> Directions:
Repeat the records below exactly, beginning at the first line and finishing with the line that contains "Audit each catch".

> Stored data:
□ □ □ □ □ □ □

PR #261, opened 2026-04-19
fix: narrow broad except Exception catches across src/services/

### LINKED ISSUE #250: [tech-debt] Narrow 85 broad `except Exception` catches in src/services/
## Problem

There are **85 `except Exception` catches** across `src/services/`. While some are intentional (fire-and-forget logging in InteractionService, best-effort notifications marked with `noqa: BLE001`), many swallow errors that could mask bugs or hide operational issues.

## Worst Offenders

- `src/services/core/health_check.py` — 3+ catches that hide health check failures
- `src/services/core/telegram_settings.py` — 4 catches including nested try/except
- `src/services/core/telegram_accounts.py` — 3 catches in account management flows
- `src/services/core/media_sync.py` — 2 catches in sync loop (could hide sync failures)
- `src/services/core/telegram_callbacks_core.py` — 3 catches including bare `except Exception:`

## Suggested Fix

Audit each catch individually:
1. Replace with specific exception types where the failure mode is known (e.g., `OperationalError`, `ValueError`, `httpx.HTTPError`)
2. Keep broad catches only for truly best-effort operations (interaction logging, notifications)
3. Ensure all kept broad catches log at WARNING or ERROR level with `exc_info=True`
4. Add `noqa: BLE001` comments to intentionally broad catches for linter clarity

## Risk

Medium — requires understanding each call site's failure modes. Do NOT batch-replace; review each one.

---
*Auto-generated by tech-debt audit on 2026-04-17*

chrisrogers37:
## Summary

- Audited all 88 `except Exception` catches across `src/services/` (34 files)
- Narrowed 15+ catches to specific exception types (`TelegramError`, `SQLAlchemyError`, `InvalidToken`, `ValueError`, etc.) where failure modes are known
- Added `noqa: BLE001` annotations with justification comments to ~45 intentionally broad catches (best-effort logging, cleanup, health checks, UI updates)
- Added `exc_info=True` to health check error handlers for better debugging
- Fixed 1 test mock raising generic `Exception` instead of `ValueError`

## Test plan

- [x] All 1618 tests pass (0 failures, 16 skipped)
- [x] Each catch individually reviewed — no batch replacements
- [x] Intentionally broad catches documented with `noqa: BLE001` and justification
- [x] CHANGELOG updated

Closes #250

### DIFF
--- a/CHANGELOG.md
+++ b/CHANGELOG.md
@@ -7,6 +7,10 @@ and this project adheres to [Semantic Versioning](https://semver.org/spec/v2.0.0
 
 ## [Unreleased]
 
+### Fixed
+
+- **Narrow broad `except Exception` catches** (#250) — Audited 88 `except Exception` catches across `src/services/`. Narrowed catches to specific types (`TelegramError`, `SQLAlchemyError`, `InvalidToken`, etc.) where failure modes are known. Added `noqa: BLE001` annotations with justification comments to intentionally broad catches (best-effort logging, cleanup, health checks). Added `exc_info=True` to health check error handlers.
+
 ### Added
 
 - **AI caption generation** (#182) — New `CaptionService` generates Instagram Story captions using Claude API at queue time. Controlled by per-instance `enable_ai_captions` toggle. Generated captions are stored separately from manual captions on `media_items.generated_caption`, shown with a robot indicator in Telegram review, and include a "Regenerate Caption" button. Skips generation when a manual caption exists or ANTHROPIC_API_KEY is not configured. Non-blocking — API failures never prevent posting. Migration 026 adds the new columns.
--- a/src/services/base_service.py
+++ b/src/services/base_service.py
@@ -47,7 +47,7 @@ class BaseService(ABC):
                     attr.end_read_transaction()
                 elif isinstance(attr, BaseService) and attr is not self:
                     attr.cleanup_transactions()
-            except Exception as e:
+            except Exception as e:  # noqa: BLE001
                 logger.warning(
                     f"[{self.service_name}] Transaction cleanup failed for "
                     f"{attr_name}: {type(e).__name__}: {e}"
@@ -71,7 +71,7 @@ class BaseService(ABC):
                     attr.close()
                 elif isinstance(attr, BaseRepository):
                     attr.close()
-            except Exception as e:
+            except Exception as e:  # noqa: BLE001
                 logger.warning(
                     f"[{self.service_name}] Error closing {attr_name}: "
                     f"{type(e).__name__}: {e}"
@@ -90,7 +90,7 @@ class BaseService(ABC):
         """Cleanup when service is garbage collected."""
         try:
             self.close()
-        except Exception:
+        except Exception:  # noqa: BLE001
             pass  # Suppress errors during garbage collection
 
     @contextmanager
@@ -152,7 +152,7 @@ class BaseService(ABC):
                 f"[{self.service_name}.{method_name}] Completed successfully ({duration_ms}ms)"
             )
 
-        except Exception as e:
+        except Exception as e:  # noqa: BLE001 — must record any failure
             # Failure
             completed_at = datetime.utcnow()
             duration_ms = int((completed_at - started_at).total_seconds() * 1000)
@@ -169,7 +169,7 @@ class BaseService(ABC):
                     stack_trace=stack_trace,
                     duration_ms=duration_ms,
                 )
-            except Exception as log_err:
+            except Exception as log_err:  # noqa: BLE001
                 logger.warning(
                     f"[{self.service_name}.{method_name}] "
                     f"Failed to record service run failure: {log_err}"
--- a/src/services/core/caption_service.py
+++ b/src/services/core/caption_service.py
@@ -2,6 +2,7 @@
 
 from typing import Optional
 
+
 from src.config.constants import MAX_CAPTION_LENGTH
 from src.config.settings import settings
 from src.repositories.media_repository import MediaRepository
@@ -124,7 +125,7 @@ class CaptionService(BaseService):
             if len(caption) > MAX_CAPTION_LENGTH:
                 caption = caption[:MAX_CAPTION_LENGTH]
             return caption
-        except Exception as e:
+        except Exception as e:  # noqa: BLE001 — best-effort caption generation
             logger.error(f"AI caption generation failed: {e}", exc_info=True)
             return None
 
--- a/src/services/core/conversation_service.py
+++ b/src/services/core/conversation_service.py
@@ -5,6 +5,8 @@ from __future__ import annotations
 from datetime import datetime, timedelta
 from typing import TYPE_CHECKING, Optional
 
+from sqlalchemy.exc import SQLAlchemyError
+
 from src.models.onboarding_session import OnboardingSession
 from src.repositories.onboarding_repository import OnboardingRepository
 from src.services.base_service import BaseService
@@ -132,7 +134,7 @@ class ConversationService(BaseService):
                             interaction_name=session.step,
                             context={"duration_minutes": duration_minutes},
                         )
-            except Exception:
+            except SQLAlchemyError:
                 logger.warning("Failed to log onboarding dropouts", exc_info=True)
 
         count = self.onboarding_repo.delete_expired()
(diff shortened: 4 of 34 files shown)


chrisrogers37 (commented):
## PR #261 Review — Narrow broad except Exception catches

**Overall**: The narrowing work is thorough and well-executed. 30+ catches properly typed, noqa justifications are legitimate. One correctness issue in scheduler.py needs a fix before merge.

---

### Blocker

**`src/services/core/scheduler.py` — wrong exception types in caption catch**

The caption catch was narrowed to `(anthropic.APIError, OSError)`:

```python
except (anthropic.APIError, OSError) as e:
    logger.warning(f"AI caption generation failed, continuing: {e}")
```

Two problems:
1. **`OSError` is irrelevant** — `generate_caption` is an async HTTP call with no file I/O. `OSError` will never fire here.
2. **`SQLAlchemyError` escapes undetected** — inside `generate_caption`, `self.media_repo.update_metadata()` can raise `SQLAlchemyError`. That gets caught by `track_execution`'s broad except, recorded, then **re-raised** (`raise e` at base_service.py:188). That re-raised `SQLAlchemyError` exits `generate_caption` and reaches this catch — which won't catch it. The exception then propagates up and **breaks the post that was supposed to go out regardless of caption success**.

The original broad catch was actually correct here — caption failures must never block posting. Revert to:

```python
except Exception as e:  # noqa: BLE001 — caption failures must never block posting
    logger.warning(f"AI caption generation failed, continuing: {e}")
```

---

### Nit

**`src/services/integrations/instagram_api.py` — `KeyError` is dead code**

```python
except (ValueError, KeyError) as e:
```

The code uses `data.get("error", {})` which never raises `KeyError`. `ValueError` covers the JSON parse failure above. Drop `KeyError`:

```python
except ValueError as e:
```

---

### Confirm Intent

**`src/services/media_sources/factory.py` — changed fallback semantics**

Narrowing from `Exception` to `GoogleDriveAuthError` means non-auth errors (network timeouts, unexpected SDK errors) no longer fall back to the service account — they now propagate and could surface to the user. If that's intentional (fail loudly on unexpected errors), it's a reasonable design choice. Just confirming it's deliberate and not a side effect of the narrowing pass.

---

### Everything Else: Verified Correct ✓

- All `TelegramError` narrowings (telegram_accounts, telegram_callbacks_admin, telegram_commands, telegram_settings) — correct types for the operations
- All `SQLAlchemyError` narrowings (settings_service, media_lock, conversation_service, media_sync) — correct
- All `(ValueError, InvalidToken)` narrowings (google_drive_oauth, instagram_credentials) — correct for token decode operations
- Exception chaining (`from e`) at all 3 oauth `validate_state_token` sites — correct
- All `noqa: BLE001` justifications are legitimate (fire-and-forget logging, non-blocking audit, top-level handlers)
- Test mock updated from `Exception` → `ValueError` in test_instagram_api.py — correct

chrisrogers37 (commented):
## Empirical Verification Review (reviewer-2)

> Focus: empirical verification of whether narrowed catches actually catch the right exceptions. I trace code paths — not just read the diff.

---

### 🔴 Blocker — `factory.py`: Service-account fallback broken for non-auth errors

**File**: `src/services/media_sources/factory.py`

I traced `get_provider_for_chat()` through `google_drive.py`. It calls:
- `oauth_service.get_user_credentials(telegram_chat_id)` → hits the DB (`settings_repo`, `token_repo`), can raise `SQLAlchemyError`, `TimeoutError`
- `GoogleDriveProvider(root_folder_id=..., oauth_credentials=...)` → constructor raises on bad args

None of those are `GoogleDriveAuthError`. The old `except Exception` was intentionally advisory: *try user OAuth, if anything fails, fall back to service account.* Under the new `except GoogleDriveAuthError`, a DB timeout during OAuth token lookup now propagates to the caller rather than triggering the service-account fallback. The comment still reads "falling back to service account" but that fallback no longer happens for transient failures.

Rajan flags this as "confirm intent." I'm flagging it stronger: the code comment and behavior are now contradictory.

**Fix** (pick one):
1. Make `get_provider_for_chat` wrap all internal failures as `GoogleDriveAuthError` — then the factory's narrow catch is correct by contract.
2. Keep `except Exception as e:  # noqa: BLE001 — service-account fallback is intentionally broad` — this broad catch IS warranted, unlike the BLE001 violations this PR targets.

---

### 🟡 Corroborating Rajan's `scheduler.py` blocker (different angle)

`self.media_repo.get_by_id()` is inside the narrowed try block:

```python
try:
    generated = await caption_service.generate_caption(media_item)
    if generated:
        media_item = self.media_repo.get_by_id(str(media_item.id))  # DB call in scope
except (anthropic.APIError, OSError) as e:
    logger.warning(...)
```

Even setting aside the internal `SQLAlchemyError` from `generate_caption` (Rajan's finding): the DB refresh on success is also inside the narrowed try and would propagate unhandled. Caption failure must never block posting.

---

### 🟡 Suggestion — `instagram_api.py`: `UnicodeDecodeError` gap

`httpx.Response.json()` can raise `UnicodeDecodeError` on binary response bodies — not a subclass of `ValueError`. Low probability against Instagram's API but:

```python
except (ValueError, UnicodeDecodeError):
    raise InstagramAPIError(...)
```

(Separately: Rajan's nit is right — `KeyError` is dead since `data.get("error", {})` never raises `KeyError`.)

---

### ✅ Mutation test: `test_instagram_api.py` — not a decoy

I verified the test is load-bearing. Swapping `ValueError` for bare `Exception` as `json.side_effect` causes the exception to escape the `(ValueError, KeyError)` catch, so `pytest.raises(InstagramAPIError)` would fail — the test is doing real work.

Also confirmed empirically: `httpx.Response.json()` raises `json.JSONDecodeError` which is a `ValueError` subclass — the catch is correct for httpx's actual behavior.

---

### ✅ Narrowed catches verified empirically correct

| Location | Narrowed to | Verified |
|---|---|---|
| `media_lock.py` audit log | `SQLAlchemyError` | Only DB calls in scope ✓ |
| `telegram_settings.py` message delete | `TelegramError` | All PTB subclasses (`BadRequest`, `Forbidden`, `NetworkError`, `TimedOut`) are `TelegramError` ✓ |
| `instagram_credentials.py` token decrypt | `(ValueError, InvalidToken)` | Correct per Fernet's documented raise surface ✓ |
| `telegram_commands.py` `get_chat_member` | `TelegramError` | PTB hierarchy complete under `TelegramError` ✓ |
| Three `validate_state_token` sites | `raise ValueError(...) from e` | Correct exception chaining ✓ |

`noqa: BLE001` on health checks, cleanup, fire-and-forget logging, startup/shutdown notifications — all genuinely warranted. `exc_info=True` additions to health check handlers are a net improvement.

chrisrogers37 (commented):
## Re-review: All items resolved ✓

**scheduler.py** — reverted to broad `except Exception` with `noqa: BLE001` and justification comment. Correct — caption failures must never block posting.

**factory.py** — reverted to broad `except Exception` with `noqa: BLE001` and justification comment. Correct — service-account fallback is intentionally defensive.

**instagram_api.py** — `KeyError` replaced with `UnicodeDecodeError`. `(ValueError, UnicodeDecodeError)` covers all failure modes of `response.json()` (invalid JSON + encoding failures). Test mock updated to `ValueError`. Clean.

All original narrowings from the first review remain correct. Approving.

chrisrogers37 (commented):
## Re-review: All fixes verified ✅

Traced all three changes from commit f7dd7428 against actual code paths.

**factory.py** — `except Exception as e:  # noqa: BLE001 — service-account fallback is intentionally broad`
Confirmed correct. `get_provider_for_chat()` internally hits DB repos (`settings_repo`, `token_repo`) that can raise `SQLAlchemyError`, `TimeoutError` — neither is `GoogleDriveAuthError`. Broad catch is warranted. `GoogleDriveAuthError` import cleaned up correctly.

**instagram_api.py** — `except (ValueError, UnicodeDecodeError)`
Correct: dead `KeyError` removed (addresses Rajan's nit), `UnicodeDecodeError` added for binary/undecodable response bodies. `httpx.Response.json()` raises `json.JSONDecodeError` (`ValueError` subclass) for invalid JSON and `UnicodeDecodeError` for encoding failures — both now covered.

**scheduler.py** — `except Exception as e:  # noqa: BLE001 — caption failures must never block posting`
Correct. `anthropic` import removed cleanly. Caption generation and the DB refresh on success are both covered — failures logged and swallowed, posting continues regardless.

**Verdict: Approve.** All my blockers resolved, all fixes empirically verified correct.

□ □ □ □ □ □ □

> Output for this exercise:
PR #261, opened 2026-04-19
fix: narrow broad except Exception catches across src/services/

### LINKED ISSUE #250: [tech-debt] Narrow 85 broad `except Exception` catches in src/services/
## Problem

There are **85 `except Exception` catches** across `src/services/`. While some are intentional (fire-and-forget logging in InteractionService, best-effort notifications marked with `noqa: BLE001`), many swallow errors that could mask bugs or hide operational issues.

## Worst Offenders

- `src/services/core/health_check.py` — 3+ catches that hide health check failures
- `src/services/core/telegram_settings.py` — 4 catches including nested try/except
- `src/services/core/telegram_accounts.py` — 3 catches in account management flows
- `src/services/core/media_sync.py` — 2 catches in sync loop (could hide sync failures)
- `src/services/core/telegram_callbacks_core.py` — 3 catches including bare `except Exception:`

## Suggested Fix

Audit each catch individually:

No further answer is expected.